* **EXERCISE AIM**
Print, exactly as written, every line from the first line of the records below through the line containing "Not sure if", and nothing further.

** MATERIAL FOR THIS TASK follows **

PR #22, opened 2024-04-24
add wait-for-apt script

kissiel:
## Scriptlet that waits for apt and dpkg

The original inline shell code had multiple problems:
- on timeout it killed every process that had `apt` **anywhere in the path of the process originating binary** 
- **always** reported that apt was running even though it was not
- triple-backslashes and the enforced indentation due to being interpolated into a job definition
- IMHO wasn't easy to read and understand what it did

Previous implementation:
https://github.com/canonical/hwcert-jenkins-jobs/blob/main/jobs/upgrade-testing/wait-resource.sh

### DIFF
--- a/scriptlets/wait_for_apt_dpkg_resource
+++ b/scriptlets/wait_for_apt_dpkg_resource
@@ -3,25 +3,43 @@
 # If times out, kills those processes.
 
 is_process_running() {
-    # the arg is the process name
-    pgrep "$1" > /dev/null
+    # The arg is the process name
+    pgrep "$1" > /dev/null 2>&1
 }
-wait_for_apt_dpkg_resource_function() {
 
+is_file_used() {
+    # The arg is the file name
+    fuser -s "$1"
+}
+
+is_resource_busy() {
+    if \
+        is_process_running apt || \
+        is_process_running dpkg || \
+        is_file_used /var/lib/apt/lists/lock || \
+        is_file_used /var/lib/dpkg/lock || \
+        is_file_used /var/cache/debconf/config.dat;
+    then
+        return 0
+    else
+        return 1
+    fi
+}
+
+wait_for_apt_dpkg_resource_function() {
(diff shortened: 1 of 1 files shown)


plars (commented):
Thank you for doing this, it would be great to get this consolidated into **one** way of doing it and putting it in a scriptlet like this!

Not sure if you were ready for review on it yet but I had a few comments and considerations if you're interested:

Finding "when" it's ok to run apt and/or preventing it from automatically running is notoriously difficult.  IIRC the original script this came from also had to do some thing like finding processes that were holding /var/lib/apt/lists/lock, /var/lib/dpkg/lock, and /var/cache/debconf/config.dat with fuser then also making sure those processes had completed.

It might be worth looking into if that's needed too.

boukeas:
I have just started [this task](https://warthogs.atlassian.net/browse/CERTTF-329) and happened to stumble onto this PR in this context. @kissiel, the implementation used for the SRU jobs is [here](https://github.com/canonical/hwcert-jenkins-jobs/blob/main/jobs/sru/wait-resource.sh) and is slightly more refined: like @plars mentions it adds `fuser` to the mix and checks that certain lock files are not linked to any processes.

scriptlets/wait_for_apt_dpkg_resource
```diff
@@ -0,0 +1,33 @@
...
+wait_for_apt_dpkg_resource_function() {
+
+    # Get the current datetime in seconds since epoch
+    current_time=$(date +%s)
+
+    # Calculate the future datetime (10 minutes from now) in seconds since epoch
+    deadline=$(( $current_time + 600 ))
+
+    # Loop until there are no apt or dpkg processes or timeout occurs
+    while is_process_running "apt" || is_process_running "apt-get" || is_process_running "dpkg"; do
```
boukeas, line 18: I think that `apt-get` might be redundant here. `pgrep apt` should also cover that case.

PR #23, opened 2024-05-03
Adds test executions rerunner script

omar-selo:
A Jenkins job will fetch this script then run it to rerun jobs requested by TO. This is required for [RTW-303](https://warthogs.atlassian.net/browse/RTW-303)

[RTW-303]: https://warthogs.atlassian.net/browse/RTW-303?atlOrigin=eyJpIjoiNWRkNTljNzYxNjVmNDY3MDlhMDU5Y2ZhYzA5YTRkZjUiLCJwIjoiZ2l0aHViLWNvbS1KU1cifQ


scriptlets/test-executions-rerunner/test_executions_rerunner.py
```diff
@@ -0,0 +1,71 @@
...
+            rerun_request["ci_link"]
+        )
+        if base_job_link:
+            family = rerun_request["family"]
+            if family == "deb":
+                self._submit_deb_rerun(base_job_link)
+            elif family == "snap":
+                self._submit_snap_rerun(base_job_link)
+            else:
+                logging.error(f"Invalid family name {family}")
```
nadzyah, line 50: Alternatively, we can use match/case instead here (or a dict)

nadzyah (approved):

scriptlets/test-executions-rerunner/tox.ini
```diff
@@ -0,0 +1,21 @@
+[tox]
+minversion = 4
+envlist = py38
```
plars, line 3: Seems to rely on having py38 on your system? Is there a way to have tox ensure this exists? If not, then maybe it's better to have it use the system installed python and use a github workflow to ensure we have the right version? Otherwise just running tox here doesn't work

PR #24, opened 2024-05-03
Fix test observer api url and adds GH testing workflow

omar-selo:
This is a followup to last PR https://github.com/canonical/hwcert-jenkins-tools/pull/23

Turns out there was a bug with test observer api url. So this PR fixes that. I can also confirm that it's [working](http://10.102.156.15:8080/job/test-executions-rerunner/23/console).

Additionally, I've added a GH workflow to test all scriptlets as suggested https://github.com/canonical/hwcert-jenkins-tools/pull/23#discussion_r1589108408. You can confirm that it's working from here https://github.com/canonical/hwcert-jenkins-tools/actions/runs/8939122569

### DIFF
--- a/.github/workflows/test_scriptlets.yaml
+++ b/.github/workflows/test_scriptlets.yaml
@@ -1,0 +1,34 @@
+name: Test Scriptlets
+on:
+  push:
+    branches-ignore:
+      - 'main'
+    paths:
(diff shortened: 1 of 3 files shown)


plars (approved):
Nice, more testing too!

PR #27, opened 2024-05-26
Remote install checkbox snaps

plars:
This resolves part of LM-1571
Basically, I wanted to make a reusable way of ensuring we get the right combination of checkbox and checkbox runtime snap installed. Sometimes we can figure that out based on the track/risk of checkbox, but other times, it will require knowing the checkbox runtime snap that we want such as with oem checkbox versions.

I don't have the associated jenkins template changes for this just yet, but I did a trial run of using it instead of the traditional install methods at http://10.102.156.15:8080/job/cert-rpi5b8g-arm64-uc24-snapd-beta/13/ in order to get the beta version of checkbox, and it installed the expected versions. Here are the log messages from it:
```
15:59:18 + hwcert-jenkins-tools/remote_install_checkbox_snaps/remote_install_checkbox_snaps.py --user ubuntu --remote 10.102.163.131 --checkbox-snap checkbox --checkbox-channel beta --checkbox-track uc24 --checkbox-args=--devmode --checkbox-runtime=
15:59:18 INFO:root:Running 'sudo snap install checkbox24 --channel=latest/beta' on 10.102.163.131
15:59:18 INFO:root:Executing command on 10.102.163.131: sudo snap install checkbox24 --channel=latest/beta
16:00:43 INFO:root:Running 'sudo snap install checkbox --channel=uc24/beta --devmode' on 10.102.163.131
16:00:43 INFO:root:Executing command on 10.102.163.131: sudo snap install checkbox --channel=uc24/beta --devmode
```


remote_install_checkbox_snaps/test_remote_install_checkbox_snaps.py
omar-selo, line 1: Can you add an entry to run these tests automatically in [test_scriptlets.yaml](https://github.com/canonical/hwcert-jenkins-tools/blob/main/.github/workflows/test_scriptlets.yaml)

omar-selo (commented):
Looks good to me, just a comment

remote_install_checkbox_snaps/remote_install_checkbox_snaps.py
```diff
@@ -0,0 +1,150 @@
...
+
+class SSHClient:
+    def __init__(self, host: str, username: str):
+        self.host: str = host
+        self.username: str = username
+
+    def execute_command(self, command: str):
+        logging.info("Executing command on %s: %s", self.host, command)
+        try:
+            ssh_command = (
```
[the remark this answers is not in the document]
plars: True, and I agree these are probably options that we want to add here especially since we use them everywhere by default. However I don't think we can depend on the _run macro for this.

remote_install_checkbox_snaps/test_remote_install_checkbox_snaps.py
plars: Does that imply that it should go under the scriptlets dir then? I thought that dir was only for the bite-sized bash macros that get reused by the jobs?

remote_install_checkbox_snaps/remote_install_checkbox_snaps.py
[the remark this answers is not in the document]
plars: I do see what you mean, but I think it might limit the utility of having this as a reusable script. Having it also handle the installation means that we can replace a good chunk of the scripting and templating for this in the jenkins job with just a command that we pass a few arguments to. In reality, we run everything with those same ssh args, so I don't see much need for them to change.

I'm curious if @jocave also has any thoughts on this, since I think it was his suggestion to put this in a reusable script?

remote_install_checkbox_snaps/remote_install_checkbox_snaps.py
```diff
@@ -0,0 +1,150 @@
...
+        track_digits: str = "".join(
+            filter(str.isdigit, self.options.checkbox_track)
+        )[:2]
+        return f"checkbox{track_digits}"
+
+    def get_checkbox_runtime_install_cmd(self) -> str:
+        """Get the install command for the checkbox runtime snap"""
+        return (
+            f"sudo snap install {self.get_checkbox_runtime()} "
+            f"--channel=latest/{self.options.checkbox_channel}"
```
boukeas, line 81: In [`run-sru.sh`](https://github.com/canonical/hwcert-jenkins-jobs/blob/6d3bc41c557a8c8b110857f1c85ecc99029d49db/jobs/sru/run-sru.sh#L224C13-L224C66) the channel is always `beta`. Here, it is assumed that the channel will be provided (and, from the examples, it doesn't look like it's always going to be `beta`). What's the logic that determines what the channel should be? Does it need to be captured in this tool or externally?

plars: I think for deb SRUs, that's probably always beta. However it's not universally true that we always want beta. For instance, the checkbox team may want to install edge or candidate in some of their tests. The main example is snaps, where we probably want beta (hence the whole reason for needing something like this), but for oem checkbox snaps, we don't always have the option of installing it from beta as the OEMs control the brand stores. Many of those checkbox snaps need to come from stable or edge, and this is already captured in the `{checkbox-channel}` value for those jobs.

remote_install_checkbox_snaps/test_remote_install_checkbox_snaps.py
omar-selo: Not necessarily. I just figured if we have tests to run, why not run them in CI

boukeas:
I think this can be closed, the `install_checkbox_snaps` script in https://github.com/canonical/hwcert-jenkins-tools/pull/53 takes care of determining the runtime version automatically.

PR #28, opened 2024-06-03
feat: Add downloadable installer for this repo

boukeas:
Certification jobs that need to make use of the tools in this repo will currently explicitly clone it, often in inconsistent ways:
```
git clone --depth=1 https://github.com/canonical/hwcert-jenkins-tools.git > /dev/null
git -C hwcert-jenkins-tools pull -q || (rm -rf hwcert-jenkins-tools && git clone https://github.com/canonical/hwcert-jenkins-tools.git)
```

This PR introduces an installer that can handle cloning this repo in a readable consistent manner. It can also clone from branches, useful in cases where new tools are being developed and tested:
```
curl -Ls -o installer.sh https://raw.githubusercontent.com/canonical/hwcert-jenkins-tools/main/installer.sh
source installer.sh tools --branch LM-1580-sru-refactor
```
Sourcing the script instead of executing it also defines the `add_to_path` function:
```
add_to_path tools/scriptlets
```

Here is an example of using the downloadable installer from within [a Testflinger job](https://testflinger.canonical.com/jobs/5f2b5b0f-be17-4c96-b9b6-8d7d817c0422).

### DIFF
--- a/installer.sh
+++ b/installer.sh
@@ -1,0 +1,82 @@
+#!/usr/bin/env bash
+
+# Clone the certification tools repo to a local directory.
+# If the repo is already available locally, fetch the latest version.
+# Use the --branch option to specify a specific branch
+
+
+fetch() {
+    if [ "$#" -lt 1 ]; then
+        echo "Usage: ${FUNCNAME[0]} <path> [<branch>]"
+        echo "Error: You need to provide a path to a local git repo."
+        return 1
+    fi
+    local LOCAL=$1
+    local BRANCH=${2:-main}
+    git -C "$LOCAL" fetch -q --update-head-ok origin $BRANCH:$BRANCH 2> /dev/null && \
+    git -C "$LOCAL" checkout -q $BRANCH && \
+    echo "Fetched branch $BRANCH into local repo $LOCAL"
+}
+
+
+clone() {
+    if [ "$#" -lt 2 ]; then
+        echo "Usage: ${FUNCNAME[0]} <repo> <path> [<branch>]"
+        echo "Error: You need to provide a git repo and a path to clone into."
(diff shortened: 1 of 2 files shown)


Hook25 (changes requested):
This looks super useful and well done. Please copy paste the description to this PR into a README.md file in the repo root

Hook25 (approved):

installer.sh
```diff
@@ -0,0 +1,82 @@
...
+
+# Clone the certification tools repo to a local directory.
+# If the repo is already available locally, fetch the latest version.
+# Use the --branch option to specify a specific branch
+
+
+fetch() {
+    if [ "$#" -lt 1 ]; then
+        echo "Usage: ${FUNCNAME[0]} <path> [<branch>]"
+        echo "Error: You need to provide a path to a local git repo."
```
plars, line 11: Does path really need to be provided or can we just have a safe default for it to use the repo name or "tools" or something? I like that you can specify a branch, but I suspect just sourcing this with no params would be sufficient in most cases.

installer.sh
```diff
@@ -0,0 +1,82 @@
...
+            else
+                echo "Error: Invalid argument $1"
+                usage
+            fi
+            ;;
+    esac
+    shift
+done
+
+TOOLS_REPO=https://github.com/canonical/hwcert-jenkins-tools.git
```
plars, line 79: Can we put all these global defaults at the top so they are easy to find when looking at the file?

plars (commented):
Really nice, just a few small suggestions below and one more here:
can we change the name from installer.sh to something that makes it clear what we're installing? Maybe `install-cert-tools.sh` or something?

PR #30, opened 2024-06-07
fix(scriptlets): modify `SSH_OPTS` to allow `_put` to work

boukeas:
The current version of `set-ssh-options` includes a `-l` option in the `SSH_OPTS`. This specifies the user when used with `ssh` but it specifies a limit when used with `scp`. As a result, the `_put` scriptlet (which relies on `scp`) is broken. 

This PR removes the `-l` option from `SSH_OPTS`. It also modifies the scriptlets that use `SSH_OPTS` accordingly, i.e. by specifying the user alongside the device IP.

Note that `set-ssh-options` is renamed to `set_ssh_options` for consistency. (I personally much prefer dashes but the idea is that scriptlets will be a drop-in replacement for inline functions -- `set-ssh-options` is used nowhere explicitly, whereas the scriptlets with underscores in their names are).

This [Testflinger job](https://testflinger.canonical.com/jobs/f20968bc-2158-4088-ae63-d30f5c8bb413) illustrates how the current version of `_put` does not work while the modified one from this branch does. It also illustrates that `_run` and the other scriptlets modified by this PR are still functional.


boukeas:
I am at a loss to make the `wait_for_snap_complete` test to work. It mocks `ssh` but `wait_for_snap_complete` uses `_run` and the mock `ssh` never runs. To be perfectly honest, I am not a huge fan of these BATS tests.

Hook25 (approved):
ty for the fix, +1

** End of MATERIAL FOR THIS TASK **

* **FINISHED TASK**
PR #22, opened 2024-04-24
add wait-for-apt script

kissiel:
## Scriptlet that waits for apt and dpkg

The original inline shell code had multiple problems:
- on timeout it killed every process that had `apt` **anywhere in the path of the process originating binary** 
- **always** reported that apt was running even though it was not
- triple-backslashes and the enforced indentation due to being interpolated into a job definition
- IMHO wasn't easy to read and understand what it did

Previous implementation:
https://github.com/canonical/hwcert-jenkins-jobs/blob/main/jobs/upgrade-testing/wait-resource.sh

### DIFF
--- a/scriptlets/wait_for_apt_dpkg_resource
+++ b/scriptlets/wait_for_apt_dpkg_resource
@@ -3,25 +3,43 @@
 # If times out, kills those processes.
 
 is_process_running() {
-    # the arg is the process name
-    pgrep "$1" > /dev/null
+    # The arg is the process name
+    pgrep "$1" > /dev/null 2>&1
 }
-wait_for_apt_dpkg_resource_function() {
 
+is_file_used() {
+    # The arg is the file name
+    fuser -s "$1"
+}
+
+is_resource_busy() {
+    if \
+        is_process_running apt || \
+        is_process_running dpkg || \
+        is_file_used /var/lib/apt/lists/lock || \
+        is_file_used /var/lib/dpkg/lock || \
+        is_file_used /var/cache/debconf/config.dat;
+    then
+        return 0
+    else
+        return 1
+    fi
+}
+
+wait_for_apt_dpkg_resource_function() {
(diff shortened: 1 of 1 files shown)


plars (commented):
Thank you for doing this, it would be great to get this consolidated into **one** way of doing it and putting it in a scriptlet like this!

Not sure if you were ready for review on it yet but I had a few comments and considerations if you're interested:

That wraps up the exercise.